Listed records:
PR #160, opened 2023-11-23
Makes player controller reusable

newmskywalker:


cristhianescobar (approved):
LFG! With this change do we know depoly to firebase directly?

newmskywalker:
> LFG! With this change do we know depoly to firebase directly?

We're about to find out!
==
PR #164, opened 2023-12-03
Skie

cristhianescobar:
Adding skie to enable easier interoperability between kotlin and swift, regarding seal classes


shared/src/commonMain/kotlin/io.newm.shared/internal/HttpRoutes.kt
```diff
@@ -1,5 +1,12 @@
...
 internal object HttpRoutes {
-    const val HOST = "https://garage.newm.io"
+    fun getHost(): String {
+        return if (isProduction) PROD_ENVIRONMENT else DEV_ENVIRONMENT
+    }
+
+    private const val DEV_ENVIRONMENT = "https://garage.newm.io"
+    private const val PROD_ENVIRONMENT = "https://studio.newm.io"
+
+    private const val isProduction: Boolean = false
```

Instructions for the task:
Look back at the entries above and repeat, unchanged, every line from the line holding "PR #160, opened 2023-11-23" through the line holding "We're about to find out!".

Response:
PR #160, opened 2023-11-23
Makes player controller reusable

newmskywalker:


cristhianescobar (approved):
LFG! With this change do we know depoly to firebase directly?

newmskywalker:
> LFG! With this change do we know depoly to firebase directly?

We're about to find out!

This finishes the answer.